- Trabalhadores de várias regiões de Portugal foram a Lisboa hoje, 8 de novembro, protestar contra o anteprojeto de revisão laboral, sob o lema “Todos a Lisboa”, convocados pela Confederação Geral dos Trabalhadores Portugueses (CGTP). O ato começou às 14h30, com pré-concentrações nas Amoreiras (setor público) e no Saldanha (setor privado).
- O trajeto seguiu em direção ao Marquês de Pombal e terminou nos Restauradores.
- Tiago Oliveira, secretário-geral da CGTP, pediu recuo do Governo e afirmou que o anteprojeto representa retrocesso nos direitos trabalhistas; ele disse, em declarações à Lusa, que é preciso retirar o pacote da discussão.
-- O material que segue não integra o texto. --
PR #2567, opened 2022-08-09
Remove .NET 5.0 Dependency

andyk-ms:
Removed NET 5.0 dependency
Added NET 6.0 Test
Completed unit tests with 100% pass rate for 613 tests in the group

### DIFF
--- a/vsts/test-release-nuget.yaml
+++ b/vsts/test-release-nuget.yaml
@@ -172,6 +172,8 @@ jobs:
       # Change maxParallel to 1 make builds run in serial rather than in parallel
       maxParallel: 100
       matrix:
+        .Net 6.0:
+          FRAMEWORK: net6.0
         .Net 5.0:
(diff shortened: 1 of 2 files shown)


vsts/test-release-nuget.yaml
```diff
@@ -172,6 +172,8 @@ jobs:
       # Change maxParallel to 1 make builds run in serial rather than in parallel
       maxParallel: 100
       matrix:
+        .Net 6.0:
+          FRAMEWORK: net6.0
```
timtay-microsoft, line 176: Do we need to make this same change in our nightly build yaml as well? Or are we already testing .NET 6.0 there?

timtay-microsoft (approved):

vsts/test-release-nuget.yaml
andyk-ms: Will make that update in the next change.

PR #2569, opened 2022-08-10
Merge latest from main

drwill-ms:


andyk-ms (approved):
The AMQP library was updated on another PR already.

PR #2571, opened 2022-08-10
Remove some common classes, spread helper functions to where they are used

timtay-microsoft:
Several classes in the common folder were only used by one library, so those classes have been moved to that library.

Some classes in the common folder had functions used only by one library and other functions used by a different library. Those functions have been split from the common class and moved to the library where they are used.

This is just a first step to removing the common folder, so we'll have more PRs like this in the future


iothub/device/src/Common/Amqp/ClientWebSocketTransport.cs
```diff
@@ -341,5 +341,24 @@ private void ThrowIfNotOpen()
 
             throw new AmqpException(AmqpErrorCode.IllegalState, null);
         }
+
+        private static void ValidateBufferBounds(byte[] buffer, int offset, int size)
+        {
+            if (buffer == null)
+            {
+                throw new ArgumentNullException(nameof(buffer));
+            }
```
drwill-ms, line 350: `Argument.AssertNotNull()`?

iothub/device/src/DirectMethod/MethodResponse.cs
```diff
@@ -44,12 +44,7 @@ public MethodResponse(int status)
             Justification = "Cannot change property types on public classes.")]
         public byte[] Result
         {
-            private set
-            {
-                Utils.ValidateDataIsEmptyOrJson(value);
-
-                _result = value;
-            }
+            private set => _result = value;
```
drwill-ms, line 47: Odd that set is above get. Mind swapping them?

iothub/device/src/Transport/Mqtt/MqttIotHubAdapter.cs
```diff
@@ -1395,6 +1397,33 @@ internal static string PopulateMessagePropertiesFromMessage(string topicName, Me
             return msg;
         }
 
+        private static IReadOnlyDictionary<TKey, TValue> MergeDictionaries<TKey, TValue>(IDictionary<TKey, TValue>[] dictionaries)
+        {
+            // No item in the array should be null.
+            if (dictionaries == null || dictionaries.Any(item => item == null))
+            {
+                throw new ArgumentNullException(nameof(dictionaries), "Provided dictionaries should not be null");
+            }
```
drwill-ms, line 1406: I think there is an option for this in `Arguments.RequireNotNullOrEmpty<T>()` that I added to the device's Arguments class you could copy to the service one. The source for this was Azure.Core.

iothub/device/src/Transport/Mqtt/MqttIotHubAdapter.cs
```diff
@@ -1395,6 +1397,33 @@ internal static string PopulateMessagePropertiesFromMessage(string topicName, Me
...
+
+            var result = dictionaries.SelectMany(dict => dict)
+                .ToLookup(pair => pair.Key, pair => pair.Value)
+                .ToDictionary(group => group.Key, group => group.First());
+
+            return new ReadOnlyDictionary<TKey, TValue>(result);
+        }
+
+        private static DeliveryAcknowledgement ConvertDeliveryAckTypeFromString(string value)
```
drwill-ms, line 1415: We should consider making the enum deserializable so we don't have to maintain this mapping outside of the enum.

iothub/service/src/Http/HttpClientHelper.cs
```diff
@@ -885,5 +886,13 @@ internal static HttpMessageHandler CreateDefaultHttpMessageHandler(IWebProxy web
 
             return httpMessageHandler;
         }
+
+        private static string GetClientVersion()
```
drwill-ms, line 890: I don't see the point of decentralizing this when we now have 2 copies of the same code.

iothub/service/src/Http2/HttpRequestMessageFactory.cs
```diff
@@ -74,5 +75,13 @@ internal HttpRequestMessage CreateRequest(HttpMethod method, Uri relativeUri, Io
 
             return message;
         }
+
+        private static string GetClientVersion()
```
drwill-ms, line 79: 3 copies now.

iothub/device/src/Transport/Mqtt/MqttIotHubAdapter.cs
timtay-microsoft: This class will disappear once we move to MQTTNet, so I'm not going to bother here

drwill-ms (changes requested):
I see value in some of these changes, but question the DRY violations caused by others.

iothub/device/src/Transport/Mqtt/MqttIotHubAdapter.cs
timtay-microsoft: This class will disappear once we move to MQTTNet

iothub/service/src/Utilities/Utils.cs
```diff
@@ -0,0 +1,35 @@
...
+            if (offset < 0 || offset > buffer.Length || size <= 0)
+            {
+                throw new ArgumentOutOfRangeException(nameof(offset));
+            }
+
+            int remainingBufferSpace = buffer.Length - offset;
+            if (size > remainingBufferSpace)
+            {
+                throw new ArgumentOutOfRangeException(nameof(size));
+            }
```
drwill-ms, line 32: Would this fit better in Arguments.cs?

drwill-ms (approved):

iothub/service/src/Utilities/Utils.cs
timtay-microsoft: Good idea

PR #2629, opened 2022-08-25
Remove certificate information from transport settings

abhipsaMisra:


iothub/device/src/Authentication/IConnectionCredentials.cs
```diff
@@ -3,31 +3,31 @@
...
         /// </summary>
         string GatewayHostName { get; }
 
         /// <summary>
-        /// Indicates if the client is connecting to IoT hub service through a gateway service.
+        /// The host service that this client connects to.
+        /// This can either be the IoT hub name or a gateway service name.
         /// </summary>
-        bool IsUsingGateway { get; }
+        string HostName { get; }
```
abhipsaMisra, line 30: Added another field to store the host service name that the client connects to.

iothub/device/src/ClientFactory.cs
```diff
@@ -131,19 +130,6 @@ private static void EnsureOptionsIsSetup(X509Certificate2 cert, ref IotHubClient
             {
                 options.FileUploadTransportSettings = new();
             }
-
-            if (cert != null)
```
abhipsaMisra, line 135: We don't need to propagate the certificate information this way anymore. Certs will be stored in IotHubConnectionCredentials and will be propagated to the transport layer.

iothub/device/src/IotHubModuleClient.cs
```diff
@@ -456,12 +456,6 @@ private async Task<MethodResponse> InvokeMethodAsync(Uri uri, MethodRequest meth
                     IotHubConnectionCredentials = InternalClient.IotHubConnectionCredentials,
                 };
 
-                // We need to add the certificate to the httpTransport if DeviceAuthenticationWithX509Certificate
-                if (InternalClient.Certificate != null)
-                {
-                    transportSettings.ClientCertificate = InternalClient.Certificate;
```
abhipsaMisra, line 462: no longer required

iothub/device/src/Pipeline/TransportHandlerFactory.cs
```diff
@@ -31,8 +31,7 @@ public IDelegatingHandler Create(PipelineContext context)
             {
                 return new HttpTransportHandler(
                     context,
-                    iotHubClientHttpSettings,
-                    isClientPrimaryTransportHandler: true);
```
abhipsaMisra, line 35: remove some more remnants of AuthenticationWithTokenRefresh disposal

iothub/device/src/Transport/Amqp/AmqpAuthenticationRefresher.cs
```diff
@@ -28,7 +28,7 @@ internal AmqpAuthenticationRefresher(IConnectionCredentials connectionCredential
             _connectionCredentials = connectionCredentials;
             _audience = CreateAmqpCbsAudience(_connectionCredentials);
             _amqpIotCbsTokenProvider = new AmqpIotCbsTokenProvider(_connectionCredentials);
-            _amqpEndpoint = new UriBuilder(CommonConstants.AmqpsScheme, _connectionCredentials.GatewayHostName, CommonConstants.DefaultAmqpSecurePort).Uri;
+            _amqpEndpoint = new UriBuilder(CommonConstants.AmqpsScheme, _connectionCredentials.HostName, CommonConstants.DefaultAmqpSecurePort).Uri;
```
abhipsaMisra, line 31: GatewayHostName -> HostName

timtay-microsoft (approved):

iothub/device/src/Authentication/IotHubConnectionCredentials.cs
```diff
@@ -295,10 +296,11 @@ private void Validate()
                 throw new FormatException("IoT hub service hostname to connect to must be specified.");
             }
 
-            // Gateway host name
-            if (GatewayHostName.IsNullOrWhiteSpace())
+            // Host name
+            if (HostName.IsNullOrWhiteSpace())
             {
-                throw new FormatException("Gateway service hostname to connect to must be specified.");
+                throw new FormatException("Service hostname to connect to must be specified." +
```
drwill-ms, line 302:
```suggestion
                throw new FormatException("Service host name to connect to must be specified." +
```

iothub/device/src/ClientFactory.cs
```diff
@@ -131,19 +130,6 @@ private static void EnsureOptionsIsSetup(X509Certificate2 cert, ref IotHubClient
             {
                 options.FileUploadTransportSettings = new();
```
drwill-ms, line 131: We can change the definition of IotHubClientOptions to create an instance of this class by default, so this whole method will no longer be needed.

iothub/device/src/Transport/Mqtt/MqttIotHubAdapterFactory.cs
```diff
@@ -23,8 +23,8 @@ public MqttIotHubAdapterFactory(IotHubClientMqttSettings settings)
             return new MqttIotHubAdapter(
                 connectionCredentials.DeviceId,
                 connectionCredentials.ModuleId,
-                connectionCredentials.GatewayHostName,
-                connectionCredentials.Certificate == null ? connectionCredentials : null,
+                connectionCredentials.HostName,
+                connectionCredentials,
```
drwill-ms, line 27: If we pass in the connecitonCredentials object, no reason to pass the previous 3 as the class can get those values directly now.

iothub/device/tests/Authentication/DeviceAuthenticationWithTokenRefreshTests.cs
```diff
@@ -154,7 +154,7 @@ public async Task DeviceAuthenticationWithSakRefresh_SharedAccessKeyConnectionSt
             Assert.IsNotNull(iotHubConnectionCredentials.SasTokenRefresher);
             Assert.IsInstanceOfType(iotHubConnectionCredentials.SasTokenRefresher, typeof(DeviceAuthenticationWithSakRefresh));
 
-            var auth = (IAuthorizationProvider)iotHubConnectionCredentials;
+            var auth = iotHubConnectionCredentials;
```
drwill-ms, line 157: Can we do away with the alias and just use `iotHubConnectionCredentials` directly in line 160 below?

iothub/device/tests/Authentication/ModuleAuthenticationWithTokenRefreshTests.cs
```diff
@@ -90,7 +90,7 @@ public async Task ModuleAuthenticationWithSakRefresh_SharedAccessKeyConnectionSt
             Assert.IsNotNull(iotHubConnectionCredentials.SasTokenRefresher);
             Assert.IsInstanceOfType(iotHubConnectionCredentials.SasTokenRefresher, typeof(ModuleAuthenticationWithSakRefresh));
 
-            var auth = (IAuthorizationProvider)iotHubConnectionCredentials;
+            var auth = iotHubConnectionCredentials;
```
drwill-ms, line 93: same here

iothub/device/src/ClientFactory.cs
abhipsaMisra: good point, I'll update it

iothub/device/src/Transport/Mqtt/MqttIotHubAdapterFactory.cs
abhipsaMisra: good catch, sure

- A mobilização ocorre após protestos de 21 de setembro em Lisboa e Porto, e uma greve da Administração Pública em 24 de outubro; o anteprojeto revisa mais de cem artigos do Código do Trabalho, incluindo parentalidade, trabalho flexível e condições de trabalho.
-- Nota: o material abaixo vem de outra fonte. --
PR #2630, opened 2022-08-25
Update MqttIotHubAdapter to not duplicate values

abhipsaMisra:
Feedback from #2629 .

### DIFF
--- a/doc/coding-style.md
+++ b/doc/coding-style.md
@@ -57,6 +57,13 @@ To enforce this, we make use of an .editorconfig file, and [CodeMaid](https://ma
             param3)
         .ConfigureAwait(false);
     ```
+1. Order of tags in documentation comments:
+  - `<summary>` - Describe a type or a member of a type
+  - `<remarks>` - Describe additional information about a type
+  - `<param>` - Describe a parameter for a method or constructor
+  - `<returns>` - Describe the return value of a method
+  - `<exception>` - Identifies the exceptions a method can throw
+  - `<example>` - Indicate an example
 
 ## Examples
 
--- a/e2e/test/iothub/service/ServiceClientE2ETests.cs
+++ b/e2e/test/iothub/service/ServiceClientE2ETests.cs
@@ -35,9 +35,8 @@ namespace Microsoft.Azure.Devices.E2ETests.IotHub.Service
 
         private async Task FastTimeout()
         {
-            TimeSpan timeout = TimeSpan.FromTicks(10).Negate();
-            using var cts = new CancellationTokenSource(timeout);
-            await TestTimeout(cts.Token).ConfigureAwait(false);
+            var cancellationToken = new CancellationToken(true);
+            await TestTimeout(cancellationToken).ConfigureAwait(false);
         }
 
         private async Task DefaultTimeout()
--- a/iothub/device/src/Authentication/AuthenticationMethodFactory.cs
+++ b/iothub/device/src/Authentication/AuthenticationMethodFactory.cs
@@ -42,7 +42,7 @@ namespace Microsoft.Azure.Devices.Client
                         iotHubConnectionString.SharedAccessSignature);
             }
 
-            throw new InvalidOperationException($"Unsupported authentication method in '{iotHubConnectionString}'.");
+            throw new ArgumentException($"Unsupported authentication method in '{iotHubConnectionString}'.");
         }
     }
 }
--- a/iothub/device/src/Authentication/AuthenticationMethodFactory.cs
+++ b/iothub/device/src/Authentication/AuthenticationMethodFactory.cs
@@ -42,7 +42,8 @@ namespace Microsoft.Azure.Devices.Client
                         iotHubConnectionString.SharedAccessSignature);
             }
 
-            throw new ArgumentException($"Unsupported authentication method in '{iotHubConnectionString}'.");
+            throw new ArgumentException($"Should specify either SharedAccessKey or SharedAccessSignature" +
+                $" if connection string is used for authenticating the client with IoT hub.");
         }
     }
 }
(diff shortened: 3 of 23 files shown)


drwill-ms (approved):

doc/coding-style.md
```diff
@@ -57,6 +57,13 @@ To enforce this, we make use of an .editorconfig file, and [CodeMaid](https://ma
             param3)
         .ConfigureAwait(false);
     ```
+1. Order of tags in documentation comments:
```
abhipsaMisra, line 60: Added our tags ordering guideline to our code-style readme

e2e/test/iothub/service/ServiceClientE2ETests.cs
```diff
@@ -35,9 +35,8 @@ public async Task Message_NoTimeoutPassed()
 
         private async Task FastTimeout()
         {
-            TimeSpan timeout = TimeSpan.FromTicks(10).Negate();
-            using var cts = new CancellationTokenSource(timeout);
-            await TestTimeout(cts.Token).ConfigureAwait(false);
+            var cancellationToken = new CancellationToken(true);
```
abhipsaMisra, line 38: creating new CancellationToken(true) for an already cancelled cancellation token.

iothub/device/src/Authentication/AuthenticationMethodFactory.cs
```diff
@@ -42,7 +42,7 @@ internal static IAuthenticationMethod GetAuthenticationMethodFromConnectionStrin
                         iotHubConnectionString.SharedAccessSignature);
             }
 
-            throw new InvalidOperationException($"Unsupported authentication method in '{iotHubConnectionString}'.");
+            throw new ArgumentException($"Unsupported authentication method in '{iotHubConnectionString}'.");
```
abhipsaMisra, line 45: We're throwing an ArgumentException for all other cases where our input did not match the expected value, so it made sense to update this one to fit too. 
Let me know what you think.

iothub/device/src/Authentication/IotHubConnectionCredentials.cs
```diff
@@ -20,7 +20,11 @@ public sealed class IotHubConnectionCredentials : IConnectionCredentials
         /// <param name="authenticationMethod">The authentication method that is used.</param>
         /// <param name="iotHubHostName">The fully-qualified DNS host name of IoT hub.</param>
         /// <param name="gatewayHostName">The fully-qualified DNS host name of the gateway (optional).</param>
-        /// <returns>A new instance of the <see cref="IotHubConnectionCredentials"/> class with a populated connection string.</returns>
+        /// <returns>A new instance of the <c>IotHubConnectionCredentials</c> class with a populated connection string.</returns>
```
abhipsaMisra, line 23: documented the possible exceptions thrown by this method

iothub/device/src/Authentication/IotHubConnectionCredentials.cs
```diff
@@ -291,23 +299,13 @@ private void SetAuthenticationModel()
         private void Validate()
         {
             // IoT Hub host name
-            if (IotHubHostName.IsNullOrWhiteSpace())
-            {
-                throw new FormatException("IoT hub service hostname to connect to must be specified.");
-            }
+            Argument.AssertNotNullOrWhiteSpace(IotHubHostName, nameof(IotHubHostName));
```
abhipsaMisra, line 302: Updated the FormatException to ArgumentException/ArgumentNullException. We encounter this even in the non-connection string flow, i.e. through an IAuthenticationMethod flow, so it made sense to throw the generic argument exceptions.

iothub/device/tests/Authentication/DeviceClientConnectionStringExceptionTests.cs
```diff
@@ -37,7 +37,7 @@ public void DeviceClientConnectionStringDefaultScopeDefaultCredentialTypeMissing
         }
 
         [TestMethod]
-        [ExpectedException(typeof(InvalidOperationException))]
+        [ExpectedException(typeof(ArgumentException))]
```
abhipsaMisra, line 40: These tests are now back to asserting an ArgumentException

abhipsaMisra: Note on why this changed even though we didn't change the exception type in the previous PR (#2625 ):
Previously, the SDK would first throw an InvalidOperationException, and then, in trying to throw the exception, would do a ".ToString()" on the class (IotHUbConnectionStringBuilder). The "ToString()" method here would again throw an ArgumentException, which was returned to the caller.

This flow is now updated to throw an ArgumentException right from the beginning.

iothub/device/src/Authentication/AuthenticationMethodFactory.cs
drwill-ms: But we're outside the path of a customer sending this argument, right?

What value do you use for the `paramName` parameter that would make sense to the user?

drwill-ms (approved):

iothub/device/src/Authentication/AuthenticationMethodFactory.cs
abhipsaMisra: I'm leaning towards not throwing this exception in this method, but instead delegating the check to IotHubConnectionCredentials.Validate() method. This method will call out the specific property that is unset, in this case that being:

https://github.com/Azure/azure-iot-sdk-csharp/blob/327e7b5ecfc791e19efaca9792dd32fb401e73e7/iothub/device/src/Authentication/IotHubConnectionCredentials.cs#L325-L335

drwill-ms: As long as when the user gets the exception, it matches what they see in the API surface they called.

If needed, you can catch this exception, grab the exception message, and create a new one with the parameter name you know about.

abhipsaMisra: Updated to:
```c#
throw new ArgumentException($"Should specify either SharedAccessKey or SharedAccessSignature" +
    $" if connection string is used for authenticating the client with IoT hub.");
```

- A CGTP emitiu pré-avisos de greve para setores que atuam aos fins de semana, como comércio, serviços, restauração e hotelaria, buscando ampliar a participação e enviar um sinal de unidade contra as propostas do Governo.
Trabalhadores de diversas regiões de Portugal se mobilizaram hoje, 8 de novembro, em Lisboa, sob o lema “Todos a Lisboa”, em protesto contra o anteprojeto de revisão laboral do Governo. A manifestação, convocada pela CGTP, teve início às 14h30, com pré-concentrações nas Amoreiras, para o setor público, e no Saldanha, para o setor privado, seguindo em direção ao Marquês de Pombal e finalizando nos Restauradores.
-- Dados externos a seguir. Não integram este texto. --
PR #2632, opened 2022-08-25
RetryDelegationHandler removed implicit OpenAsync()

tmahmood-microsoft:
## Checklist


iothub/device/src/Pipeline/RetryDelegatingHandler.cs
```diff
@@ -607,41 +600,12 @@ await _internalRetryPolicy
             }
         }
 
-        public override Task OpenAsync(CancellationToken cancellationToken)
+        public override async Task OpenAsync(CancellationToken cancellationToken)
         {
-            return EnsureOpenedAsync(true, cancellationToken);
+            await OpenAsync(cancellationToken, true).ConfigureAwait(false);
```
drwill-ms, line 605: By convention, cancellation tokens always go last in the parameter list.

iothub/device/src/Pipeline/RetryDelegatingHandler.cs
```diff
@@ -699,6 +663,55 @@ private async Task EnsureOpenedAsync(bool withRetry, CancellationToken cancellat
...
+                _handlerSemaphore?.Release();
+                Dispose(true);
+            }
+        }
+
+        private async Task EnsureOpenedAsync()
+        {
+            try
+            {
+                await _handlerSemaphore.WaitAsync().ConfigureAwait(false);
```
drwill-ms, line 696: Is a semaphore still required just to check connection state?

iothub/device/src/Pipeline/RetryDelegatingHandler.cs
```diff
@@ -607,41 +600,12 @@ await _internalRetryPolicy
             }
         }
 
-        public override Task OpenAsync(CancellationToken cancellationToken)
+        public override async Task OpenAsync(CancellationToken cancellationToken)
```
drwill-ms, line 603: What is the purpose of this method?

iothub/device/src/Pipeline/RetryDelegatingHandler.cs
```diff
@@ -699,6 +663,55 @@ private async Task EnsureOpenedAsync(bool withRetry, CancellationToken cancellat
...
+        private async Task EnsureOpenedAsync()
+        {
+            try
+            {
+                await _handlerSemaphore.WaitAsync().ConfigureAwait(false);
+                if (!_opened)
+                {
+                    if (!_openCalled)
+                    {
+                        throw new InvalidOperationException($"Explicit call to {nameof(OpenAsync)} is missing before this operation.");
```
drwill-ms, line 701:
```suggestion
                        throw new InvalidOperationException($"The client connection must be opened before operations can begin. Call '{nameof(OpenAsync)}' and try again.");
```

iothub/device/src/Pipeline/RetryDelegatingHandler.cs
```diff
@@ -699,6 +663,55 @@ private async Task EnsureOpenedAsync(bool withRetry, CancellationToken cancellat
...
+                    }
+                    else
+                    {
+                        throw new InvalidOperationException($"Transport disconnected, call to {nameof(OpenAsync)} is required before this operation.");
```
drwill-ms, line 705:
```suggestion
                        throw new InvalidOperationException($"The transport has disconnected; call {'nameof(OpenAsync)}' to reconnect.");
```

drwill-ms: FWIW, I don't think we support a call to OpenAsync again (yet). It is in our list of things to do, but I'd be surprised if it works already.

iothub/device/src/Pipeline/RetryDelegatingHandler.cs
tmahmood-microsoft: To keep override implementation. As its used in all unit tests. 
https://github.com/Azure/azure-iot-sdk-csharp/blob/95532a519f6081e6987b04b7f8a571e7e1e98671/iothub/device/tests/Pipeline/RetryDelegatingHandlerTests.cs#L65

iothub/device/src/Pipeline/RetryDelegatingHandler.cs
tmahmood-microsoft: few [unit tests](https://github.com/Azure/azure-iot-sdk-csharp/blob/95532a519f6081e6987b04b7f8a571e7e1e98671/iothub/device/tests/Pipeline/RetryDelegatingHandlerTests.cs#L21) were failing due to it. 
While digging into it, I found [this](https://github.com/Azure/azure-iot-sdk-csharp/blob/95532a519f6081e6987b04b7f8a571e7e1e98671/iothub/device/src/Pipeline/RetryDelegatingHandler.cs#L808) call which is invoked [here](https://github.com/Azure/azure-iot-sdk-csharp/blob/95532a519f6081e6987b04b7f8a571e7e1e98671/iothub/device/src/Pipeline/RetryDelegatingHandler.cs#L649)
Looks like it was due to semaphore behavior.

iothub/device/src/Pipeline/RetryDelegatingHandler.cs
tmahmood-microsoft: fixed in latest commit 
https://github.com/Azure/azure-iot-sdk-csharp/pull/2632/commits/47c9ce49828b188a309c818f8486485e2a38adbe

iothub/device/src/Pipeline/RetryDelegatingHandler.cs
tmahmood-microsoft: Fixed in latest commit
https://github.com/Azure/azure-iot-sdk-csharp/pull/2632/commits/47c9ce49828b188a309c818f8486485e2a38adbe

iothub/device/src/Pipeline/RetryDelegatingHandler.cs
tmahmood-microsoft: Fixed in latest commit
https://github.com/Azure/azure-iot-sdk-csharp/pull/2632/commits/47c9ce49828b188a309c818f8486485e2a38adbe

iothub/device/src/Pipeline/RetryDelegatingHandler.cs
drwill-ms: So, yes?

Any way to find a way not to require it? Perhaps not in this PR, but in a future task?

iothub/device/src/Pipeline/RetryDelegatingHandler.cs
drwill-ms: Can't the tests just be updated?

drwill-ms: Maybe what I really mean is, do we need both OpenAsync(CancellationToken) and OpenAsync(bool, CancellationToken). Can we combine them and just have one?

@timtay-microsoft and @abhipsaMisra, what does Java do? Can we have with retry be the default because the client has a retry policy?

iothub/device/src/Pipeline/RetryDelegatingHandler.cs
tmahmood-microsoft: Yes, a semaphore is required in this case to check the connection state.

Removing the dependency sounds like a good task. I'll look more into it for a future change.

iothub/device/src/Pipeline/RetryDelegatingHandler.cs
timtay-microsoft: Java just has open(bool) since we agreed that it would be best for the user to be aware if their open call had retry baked in or not.

drwill-ms: If all the other methods have retry built-in, why not OpenAsync?

abhipsaMisra: I forget if there were any implementation related concerns in having retry baked into the Open call. If not, then I agree that it makes sense to have the Open call retry until it succeeds/the cancellation token expires.

iothub/device/src/Pipeline/RetryDelegatingHandler.cs
```diff
@@ -699,6 +663,55 @@ private async Task EnsureOpenedAsync(bool withRetry, CancellationToken cancellat
...
+            {
+                if (Logging.IsEnabled)
+                    Logging.Exit(this, cancellationToken, nameof(CloseAsync));
+
+                _handlerSemaphore?.Release();
+                Dispose(true);
+            }
+        }
+
+        private async Task EnsureOpenedAsync()
```
drwill-ms, line 692: Why not pass in the cancellation token? If the user wants to cancel, this should cancel too.

tmahmood-microsoft: Added requested changes.

iothub/device/src/Pipeline/RetryDelegatingHandler.cs
tmahmood-microsoft: removed extra OpenSync() implementation and retry logic built-in as default.

iothub/device/src/Pipeline/RetryDelegatingHandler.cs
```diff
@@ -699,64 +657,86 @@ private async Task EnsureOpenedAsync(bool withRetry, CancellationToken cancellat
...
-                    .RunWithRetryAsync(
-                        async () =>
-                        {
-                            try
-                            {
-                                if (Logging.IsEnabled)
-                                    Logging.Enter(this, cancellationToken, nameof(OpenAsync));
+                if (!_openCalled)
+                {
+                    return;
```
drwill-ms, line 667:
```suggestion
                    // Already closed so gracefully exit, instead of throw.
                    return;
```

iothub/device/src/Pipeline/RetryDelegatingHandler.cs
```diff
@@ -699,64 +657,86 @@ private async Task EnsureOpenedAsync(bool withRetry, CancellationToken cancellat
...
+                }
 
-                                // Will throw on error.
-                                await base.OpenAsync(cancellationToken).ConfigureAwait(false);
+                if (Logging.IsEnabled)
```
drwill-ms, line 670: Should logging happen before the previous check? I think probably yes.

iothub/device/src/Pipeline/RetryDelegatingHandler.cs
```diff
@@ -699,64 +657,86 @@ private async Task EnsureOpenedAsync(bool withRetry, CancellationToken cancellat
...
-                    if (Logging.IsEnabled)
-                        Logging.Exit(this, cancellationToken, nameof(OpenAsync));
+                    if (!_openCalled)
+                    {
+                        throw new InvalidOperationException($"The client connection must be opened before operations can begin. Call '{nameof(OpenAsync)}' and try again.");
+                    }
+                    else
+                    {
+                        throw new InvalidOperationException($"The transport has disconnected; call '{nameof(OpenAsync)}' to reconnect.");
+                    }
```
drwill-ms, line 700: Consider:
```suggestion
                    throw new InvalidOperationException(_openCalled
                        ? $"The transport has disconnected; call '{nameof(OpenAsync)}' to reconnect."
                        : $"The client connection must be opened before operations can begin. Call '{nameof(OpenAsync)}' and try again.");
```

drwill-ms (approved):

iothub/device/src/Pipeline/RetryDelegatingHandler.cs
tmahmood-microsoft: updated

e2e/test/iothub/method/MethodE2ETests.cs
```diff
@@ -10,6 +10,7 @@
 using Microsoft.Azure.Devices.Client;
 using Microsoft.Azure.Devices.Common.Exceptions;
 using Microsoft.Azure.Devices.E2ETests.Helpers;
+using Microsoft.Rest;
```
timtay-microsoft, line 13: Unused?

iothub/device/src/InternalClient.cs
```diff
@@ -181,7 +181,7 @@ public void SetConnectionStatusChangeHandler(Action<ConnectionStatusInfo> status
         {
             if (Logging.IsEnabled)
                 Logging.Enter(this, callback, userContext, nameof(SetDesiredPropertyUpdateCallbackAsync));
-            
+
```
timtay-microsoft, line 184: No documentation changes for either DeviceClient or ModuleClient about the behavior of SendEventAsync requiring users to call OpenAsync first?

timtay-microsoft: Also missing documentation on what exception to expect if the user tries to perform a send operation when the client is closed

timtay-microsoft (changes requested):
Needs documentation changes so users know to expect this new behavior, but otherwise looks good

iothub/device/src/InternalClient.cs
tmahmood-microsoft: Currently, re-opening after close does not work but it should after this: https://msazure.visualstudio.com/One/_workitems/edit/14095155

Added documentation that client can be re-opened.

timtay-microsoft (approved):
Still missing documentation explaining what exception is thrown when SendEventAsync and similar APIs are called without opening first, but otherwise looks good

O secretário-geral da CGTP, Tiago Oliveira, destacou a necessidade de um recuo por parte do Governo, afirmando que o anteprojeto representa um retrocesso significativo nos direitos trabalhistas. Em declarações à Lusa, ele enfatizou que é crucial que o Governo compreenda a magnitude da indignação popular e retire o pacote da discussão. “É preciso dar um sinal ao Governo de que tem que recuar na construção do pacote laboral”, disse Oliveira.
Essa manifestação ocorre após protestos anteriores em Lisboa e no Porto, realizados em 21 de setembro, e uma greve da Administração Pública que ocorreu em 24 de outubro. A CGTP tem insistido que as alterações propostas no anteprojeto, que revisa mais de cem artigos do Código do Trabalho, são inconstitucionais e prejudiciais aos trabalhadores. As mudanças abrangem áreas como parentalidade, trabalho flexível e condições de trabalho.
Mobilização e Greves
Para garantir a participação dos trabalhadores que atuam aos fins de semana, a CGTP emitiu diversos pré-avisos de greve, afetando setores como comércio, serviços, restauração e hotelaria. A central sindical busca não apenas protestar, mas também mobilizar a classe trabalhadora para que suas vozes sejam ouvidas em um momento crítico de discussão legislativa. A expectativa é que a manifestação represente um forte sinal de unidade e resistência contra as propostas do Governo.